E-reading ushers into a new generation
An innovative platform for the next generation of E-magazines was revealed recently. If reading on screen is no longer different from, or even better than reading on paper, does it mean the end of paper era?
This platform is jointly developed by five newspaper and magazine publishers including Times Inc. and the News Corporation.
It is supposed to set up the standard for the industry. No name of the platform or the equipment is given. How much they have invested is not known either.
The companies will sell the new electronic versions of their contents through an online store like iTunes.
Features demonstrated in the video released by Times Inc. are just some of the sophistications of this new platform.
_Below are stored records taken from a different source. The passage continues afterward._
PR #329, opened 2017-12-10
Cleanup unused m_hash_history

sethtroisi:
This is also a small optimization (~1%) given frequency of copies (https://github.com/gcp/leela-zero/pull/89).

I have some future work hoping to convert the m_ko_hash_history from vector to set (or unordered_set) but that has proven to be complex

### DIFF
--- a/src/KoState.cpp
+++ b/src/KoState.cpp
@@ -34,10 +34,7 @@ void KoState::init_game(int size, float komi) {
     FastState::init_game(size, komi);
 
     m_ko_hash_history.clear();
-    m_hash_history.clear();
-
-    m_ko_hash_history.emplace_back(board.calc_ko_hash());
-    m_hash_history.emplace_back(board.calc_hash());
+    m_ko_hash_history.emplace_back(board.get_ko_hash());
 }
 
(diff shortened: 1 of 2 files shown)


src/KoState.cpp
```diff
@@ -83,9 +65,8 @@ void KoState::play_move(int color, int vertex) {
     if (vertex != FastBoard::PASS && vertex != FastBoard::RESIGN) {
         FastState::play_move(color, vertex);
 
-        m_ko_hash_history.push_back(board.get_ko_hash());
-        m_hash_history.push_back(board.get_hash());
     } else {
-        play_pass();
+        FastState::play_pass();
```
gcp: This seems a bit weird given that the same patch changes KoState::play_pass. Intentional?

sethtroisi: intentional, I preferred both play_pass and play_move to call this method, so there's one fewer m_ko_hash_history.push_back.

sethtroisi:
Ready for a 2nd look.

other than the small change to play_pass this is a free optimization (by removing code + use memory from a fairly hot path).

Issue #198, opened 2017-11-28
LeelaZ passes at first move with network 92c658d7325fe38f0c8adbbb1444ed17afd891b9f208003c272547a7bcb87909


emdio:
So yesterday I started autogtp and later on I found out that to my surprise LeelaZ passed at his first move, and maybe more surprising, white didn't take advantage of this fact to win the game with the komi.
I thought that at this stage LeelaZ should be doing better than this, but maybe it's just normal to find this kind of behaviour once in a while.

$ ./autogtp -k ~/Documents/Leelaz
autogtp v4
Best network hash: 92c658d7325fe38f0c8adbbb1444ed17afd891b9f208003c272547a7bcb87909
Required client version: 2 (OK)
curl -s -O -J -w %{filename_effective} http://zero.sjeng.org/best-network
Curl filename: 92c658d7325fe38f0c8adbbb1444ed17afd891b9f208003c272547a7bcb87909.gz
Net filename: 92c658d7325fe38f0c8adbbb1444ed17afd891b9f208003c272547a7bcb87909
Engine has started.
Infinite thinking time set.
1 (pass) 2 (A11) 3 (Q10) 4 (M17) 5 (D8) 6 (N18) 7 (G3) 8 (A1)

evanroberts85:
The policy part of the network probably gives only a small percentage for white passing. While with enough simulations passing should end up the first choice move, 1000 playouts might not always be enough. It would be useful to do some tests.

roy7:
Also note the first 30 moves in a game have extra noise introduced to spread the learning out.

If I run leelaz normally with these weights, like:

 ./leelaz -w 92c658d7325fe38f0c8adbbb1444ed17afd891b9f208003

then I end up with these results and pass is way down the list, although the policy network per se doesn't add a lot yet to the searching.

Thinking at most 50.0 seconds...
NN eval=0.492954
Playouts: 1902, Win: 50.06%, PV: N18 N2 S7
Playouts: 5079, Win: 49.86%, PV: B7 B9 N18
Playouts: 8543, Win: 49.75%, PV: S7 M10 N2
Playouts: 12356, Win: 49.65%, PV: J16 F17 S7
Playouts: 16122, Win: 49.58%, PV: H11 F3 S13
Playouts: 18955, Win: 49.56%, PV: J8 R10 B13
Playouts: 21694, Win: 49.55%, PV: J8 R10 B13
Playouts: 25061, Win: 49.56%, PV: J8 Q15 G18
[...]

PR #336, opened 2017-12-10
FAQ: Fix hyperlink error in Tromp-Taylor rule explanation

gaieepo:
Fix hyperlink error under Tromp-Taylor rule part in FAQ markdown file, as it unexpectedly includes the Chinese characters in the rest of the paragraph.

### DIFF
--- a/FAQ.md
+++ b/FAQ.md
@@ -64,6 +64,6 @@ This is expected. Due to randomness of self-play games, once Black choose to pas
 ## 对局结果错误 ##
 ## Wrong score? ##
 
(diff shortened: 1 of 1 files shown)


FAQ.md
```diff
@@ -64,6 +64,6 @@ This is expected. Due to randomness of self-play games, once Black choose to pas
 ## 对局结果错误 ##
```
sethtroisi: If you had a second could you also like issue #198 in line 62, and change defailed to detailed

E-reading won’t kill paper reading
The media conveying messages have changed dramatically throughout the history: from stones to bamboos, from parchment to papyrus, and now from paper to electronic screens, such as Kindle of Amazon.
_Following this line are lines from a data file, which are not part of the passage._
PR #339, opened 2017-12-10
autogtp: fixing game end in validation job

marcocalignano:


roy7:
Once this is merged and we roll it out so no more bad results will be coming in, I can try to do some queries on the database to fix the errors manually.

marcocalignano:
WE need to test it you found the problem with the three passes can you reproduce it?

zediir:
Could you use the random_seed parameter to test the exact same game if find a problematic one?

marcocalignano:
@zediir I guess not it is only a seed but I am not sure

roy7:
Speaking of seeds, is it fine that both black and white use the same seed?

zediir:
I would think it's fine because because they use different networks. Even if they used the same networks I guess the result would just be the same as if running on a single leelaz instance.

roy7:
Spot on @zediir. Thanks.

marcocalignano:
I tested and it is working.

autogtp/Game.h
```diff
@@ -42,6 +42,7 @@ class Game : QProcess {
     QString getMove() const { return m_moveDone; }
     QString getFile() const { return m_fileName; }
     bool setMove(const QString& m);
+    bool checkGameEnd() { return (m_resignation || m_passes > 1 || m_moveNum > (19 * 19 * 2)); }
```
sethtroisi: this is longer than 80 characters, consider splitting onto three lines (and potentially moving to .cpp)

autogtp/Job.cpp
```diff
@@ -106,6 +106,9 @@ Result ValidationJob::execute(){
            return res;
        }
        first.readMove();
+       if(first.checkGameEnd()) {
```
sethtroisi: gcp prefers "if (first.checkGameEnd()) {"

see https://github.com/gcp/leela-zero/commit/bcf0b2caa1c1918e686da13f9f34b6899559fd9e

marcocalignano:
IMHO the 80 char rule is mad. Everyone participating in this project has a decent GPU hence has a decent monitor with a decent resolution with **more** than 80 chars per line. But because of this "rule" the compiler now has to make a function call any time `checkGameEnd()` is called instead of just inline that return statement.

evanroberts85:
Some people may be using their mobile phone to monitor remotely?

Prillan:
What's wrong with writing:
```
bool checkGameEnd() { 
    return (m_resignation || m_passes > 1 || m_moveNum > (19 * 19 * 2));
}
```
I'm pretty sure that's what @sethtroisi was talking about.
> consider splitting onto three lines

marcocalignano:
@Prillan Oh well I did my changes already.

gcp:
I'm using 2 console windows side by side and keeping the line length under control helps a lot with that.

Also it's handy if you're editing over ssh from a cellphone :-)

marcocalignano:
@roy7 So now that gcp merged the bug fix you can set the resign rate like it was before and force the client min version to 10 so the people that use the branch next get up to date with the bugfixes

roy7:
Yes I can. So it's 10 and not 9? Required version currently is 8.

marcocalignano:
@roy7 yes the 10 version has the bugfixes the 9 does not!

roy7:
Version 10 now required.

PR #353, opened 2017-12-11
CMake : adding minimal Qt version 5.3

marcocalignano:


Ttl:
Did you mean to add fallback stuff to this pull request? If you add commits to branch that has open pull request those changes will be added to the pull request too.

marcocalignano:
@ttl I forgot I had this pull request open can I exclude the last commit from this pull request?

Ttl:
I would copy the fallback commits to a new branch and then force push this branch with the fallback stuff removed.

marcocalignano:
I did a new branch for them. Now can I reset the next branch to that commit on the Git-Hub web interface?

Ttl:
I don't know of any way to do it from web. You can do it locally by resetting your local next branch so that a36be79 is head and then force push.

marcocalignano:
That I know how to do it but I have to wait to be home I cannot connect via SSH today. But anyway this pullrequest conflicts so I have time to do it

marcocalignano:
So now it is fixed again

marcocalignano:
I add the "save sgf" for match games with the -k option and a workaround the fix the sgf in case White resign in a match game

gcp:
I'm a bit surprised you only have to fix the SGF for the white resigns case. Given that I'd expect Leela to write the extra [tt] move regardless of who resigns, and that the scoring always uses the board score, why wouldn't it apply in the opposite direction too?

marcocalignano:
@gcp If Black resign that means that it is the result of the "genmove black" GTP command. This command write the right result in the sgf and I always save the sgf of the Black process. 
If White resign I have to send "play white resign" GTP command to the black process and this command write a "pass" in the sgf so I have to fix it only in this case.

autogtp/Management.cpp
```diff
@@ -383,6 +383,26 @@ void Management::fetchNetwork(const QString &name) {
...
+
+void Management::archiveFiles(const QString &sgf_file, const QString &data_file, const QString &debug_file) {
+    QDir dir;
+    if (!m_keepPath.isEmpty()) {
+        QFile(sgf_file).copy(m_keepPath + '/' + sgf_file);
+    }
+    dir.remove(sgf_file);
+
+    if (!m_debugPath.isEmpty()) {
+        if(!data_file.isEmpty()) {
```
ljn917: @marcocalignano Are you sure if all the training data (data_file) correctly deleted when --debug is not present?

marcocalignano: Good catch. Thanks!

ljn917:
@marcocalignano Can you save the .sgf file instead of the .sgf.gz? Unzipping every sgf is kind of annoying.... Thanks.

marcocalignano:
@ljn917 Is it OK like that?

ljn917:
I am afraid not.... archiveFiles() deletes the sgf, which is needed by gzip (?)

ljn917:
Also, data_file is needed by curl. Things get a bit complicated here....

marcocalignano:
OK I reverted I need to think more at the solution and test it before committing. The problem I have another feature under test so I will do that later. For now Is a flow.

ljn917:
Take your time. Thanks.

marcocalignano:
The solution is easy. I have to make two function one to achive and the other to clean up. I see how long I stay up tonight ;)

marcocalignano:
Now this pull request should be complete.

autogtp/Game.cpp
```diff
@@ -317,9 +317,17 @@ bool Game::fixSgfPlayerName(QString& weightFile) {
     QString playerName("PW[Leela Zero ");
     playerName += weightFile.left(8);
     playerName += "]";
-
     sgfData.replace(re, playerName);
 
+    if(resignation) {
+        QRegularExpression oldResult("RE\\[B\\+.*\\]");
```
Ttl: I think this should also match "W+" if white resigns when white is leading according to Tromp-Taylor, but actually has dead groups and is losing when the dead groups are removed. Maybe the current network isn't strong enough for this to happen, but I think it's possible when the network is stronger.

marcocalignano: I do not understand. What do you want me to do?

Ttl: Regex doesn't match if the white is leading. For example "RE[W+3.5]" doesn't match the regex and isn't replaced.

marcocalignano:
@Ttl did you mean something like that?

Ttl:
Yes, that should work.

No medium has incurred so many controversies as the latest development of electronic screens. To many, this is brand new experience.
The benefits one could possible get from e-reading include:
- enormous materials in one “book”, the e-reader
- visual and audio entertaining compared with black-and-white of most books
- interactive with authors, writers, publishers, and even advertisers
- cheaper content, hopefully, at least after wide application of such an e-reader
- real-time multi-user sharing, with the incorporation of Internet access in the future
Younger generations have already accustomed to reading online. They would be more than happy to embrace a portable screen.
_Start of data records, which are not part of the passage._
PR #365, opened 2017-12-12
Fix white player name in sgf

Ttl:
Replaces default `Human` player name in sgf file with `Leela Zero <network>`.

Works with match and self-play games.

Currently white network name is not stored in the match sgf file making it hard to tell afterwards which one it was.

### DIFF
--- a/autogtp/Game.cpp
+++ b/autogtp/Game.cpp
@@ -17,6 +17,9 @@
 */
 
 #include <QUuid>
+#include <QFile>
+#include <QTextStream>
+#include <QRegularExpression>
 #include "Game.h"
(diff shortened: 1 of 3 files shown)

However, book lovers might stick to their old habit. You can touch the screen to read the next page, but you’ll lose the pleasure of actually feeling the books: its weight, its texture, its papers, etc.
Besides, your eyes might easily get tired after long-time reading on a screen. You will also not be able to send a good book as a gift.
Therefore, e-reading won’t take the place of paper reading, at least in the foreseeable future.